You might have to deal with vendor images that all have different backgrounds and aspect ratios:

Or you might also have to handle images that were taken directly inside the store:

Results

UGC Images

Vendor Images

Reproducing the results

If you want to reproduce the results of this benchmark, here are the Python scripts that were used to generate the images.

Before running this code, please download the original images that you want to re-process and place them in a directory called original-images.

import os
import requests
import concurrent.futures

API_KEY = "YOUR_PHOTOROOM_API_KEY"

def process_image(input_image_path, output_image_path):
    try:
        url = "https://image-api.photoroom.com/v2/edit"

        with open(input_image_path, 'rb') as image_file:
            files = { "imageFile": image_file }

            headers = {
                "x-api-key": API_KEY
            }

            payload = {
                "outputSize": "1920x1080",
                "export.format": "jpg",
                "background.color": "white",
                "padding": "0.1",
                "ignorePaddingAndSnapOnCroppedSides": "false",
                "lighting.mode": "ai.auto",
            }

            response = requests.post(url, data=payload, files=files, headers=headers)
            response.raise_for_status()

            with open(output_image_path, 'wb') as f:
                f.write(response.content)
                print(f"Image downloaded and saved to {output_image_path}")
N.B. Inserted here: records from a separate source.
PR #287, opened 2020-08-01
feat: onInfo & onTrailers options

ronag:


ronag:
@szmarczak

ronag:
Will add tests after API feedback.

ronag:
I'm not sure `onInfo` makes sense for anything else but https://developer.mozilla.org/en-US/docs/Web/HTTP/Status/103. Rename to `onHints`?

README.md
```diff
@@ -102,6 +102,9 @@ Options:
   If `false` the request won't be sent until all preceeding
   requests in the pipeline has completed.
   Default: `true` if `method` is `HEAD` or `GET`.
+* `onInfo(statusCode, headers)`, function invoked for informational
+  1xx responses. `100 Continue` is ignored and will not invoke `onInfo`.
```
ronag, line 106: I wonder if we only should support known 1xx responses with defined semantics?

i.e.

101
102
103

e.g. 100 is actually not useful for the user (I think?) and is something that would have to be implemented internally.

README.md
```diff
@@ -220,13 +223,17 @@ Destroying the request or response body will have the same effect.
...
+This method expects `factory` to return a 
+[`Writable`](https://nodejs.org/api/stream.html#stream_class_stream_writable) 
+which the response will be written to. This improves performance by avoiding
+an intermediate 
+[`Readable`](https://nodejs.org/api/stream.html#stream_readable_streams) 
+when the user expects to directly pipe the response body to a
 [`Writable`](https://nodejs.org/api/stream.html#stream_class_stream_writable).
 
+`factory` may return `null` in which case the response body is skipped and no
+trailers will be consumed.
```
ronag, line 235: Note that not trailers if return `null`.

ronag:
There is also the option of having `client.request` return a `trailer: Promise`?

ronag:
@szmarczak

README.md
szmarczak: IMO let's go for all 1XX. Custom informational status codes may be implemented e.g. by CloudFlare in the future like they did with 5XX.

szmarczak:
> There is also the option of having client.request return a trailers: Promise?

Sounds great!

ronag:
> There is also the option of having client.request return a trailers: Promise?

@mcollina WDYT? There will be an extra overhead of always creating the trailer promise.

mcollina:
> @mcollina WDYT? There will be an extra overhead of always creating the trailer promise.

That could work. We need to be careful of resolving it anyway even if we don't get trailers.

Generating this could be behind an option if it's too much overhead.

ronag:
I don’t like it. Feels weird when we have a callback api returning a promise. I’m sure it doesn’t snob just doesn’t feel elegant.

    except requests.RequestException as e:
        print(f"Error: {str(e)} ({input_image_path})")
        return str(e)
    
def iterate_over_directory(directory_path, result_directory):
    with concurrent.futures.ThreadPoolExecutor(max_workers=16) as executor:
        for root, _, files in os.walk(directory_path):
            for file in files:
                if file.lower().endswith(('.png', '.jpg', '.jpeg', '.webp', '.heic')):
                    file_path = os.path.join(root, file)

                    result_file_name = os.path.splitext(os.path.basename(file_path))[0] + '-photoroom.jpg'
                    result_file_directory = os.path.join(result_directory, os.path.basename(root))

                    if not os.path.exists(result_file_directory):
                        os.makedirs(result_file_directory)

                    result_path = os.path.join(result_file_directory, result_file_name)

                    if not os.path.exists(result_path): # don't re-process images 
                        executor.submit(process_image, file_path, result_path)    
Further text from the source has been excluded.